:: EXERCISE ::
Work out how many lines in these entries include the string "preset", and give only that figure.

(Saved entries)
╔══

PR #183, opened 2019-03-02
uhttpd defaults: set max_requests to 3

pmelange:
Upstream, there has been a change to the default setting of uhttpd.  The
new default does not allow concurrent cgi scripts to run.  The result of this change can
be seen in issue https://github.com/freifunk-berlin/firmware/issues/665

By setting max_requests to 3 (the previous value), the hasRootPass function no longer times out and the wizard runs as expected.

The upstream commit on openwrt/master is
https://github.com/openwrt/openwrt/commit/c6aa9ff38870a30dbe6da17e4edad6039fe10ddf
The upstream commit on openwrt/18.06 is
https://github.com/openwrt/openwrt/commit/e5a0b6cde051bd24280e9c3a360e65617bce2416

This has been compiled locally and tested.

### DIFF
--- a/defaults/freifunk-berlin-uhttpd-defaults/Makefile
+++ b/defaults/freifunk-berlin-uhttpd-defaults/Makefile
@@ -1,7 +1,7 @@
 include $(TOPDIR)/rules.mk
 
 PKG_NAME:=freifunk-berlin-uhttpd-defaults
-PKG_VERSION:=0.0.1
+PKG_VERSION:=0.0.2
 PKG_RELEASE:=2
 
 PKG_BUILD_DIR:=$(BUILD_DIR)/$(PKG_NAME)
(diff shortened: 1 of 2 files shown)


pmelange:
I realize that there is currently an effort to fix the hasRootPass problem a different way (branch fix/issue665_cgi2rpc) but progress has stalled.  I recommend using this fix until another solution is working.

SvenRoederer:
PR https://github.com/freifunk-berlin/firmware-packages/pull/186 it has been confirmed to work. Also upstream has reverted the change leading to the problem fixed here (f00a4ae6e0b1f7b3d84e11e8dc4dd562088584e0, e0505cc0182acf569cdd7b849189c134684160f8).

So I suggest to close this unmerged.

PR #185, opened 2019-03-17
disable ffuplink-interface during initial setup

SvenRoederer:
On a fresh installed system, there is no valid setup of ffuplink. So we disable this interface, till it's configured by some uplink-preset.
The advantage of this change s, that an unconfigured ffuplink (as so uplink-preset was installed for manual configuration) will not cause any unintended sideeffects.

This code ha been tested on the SAm0815_experimental branches since some time.

### DIFF
--- a/defaults/freifunk-berlin-network-defaults/Makefile
+++ b/defaults/freifunk-berlin-network-defaults/Makefile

╚══

:: TASK RESULT ::
2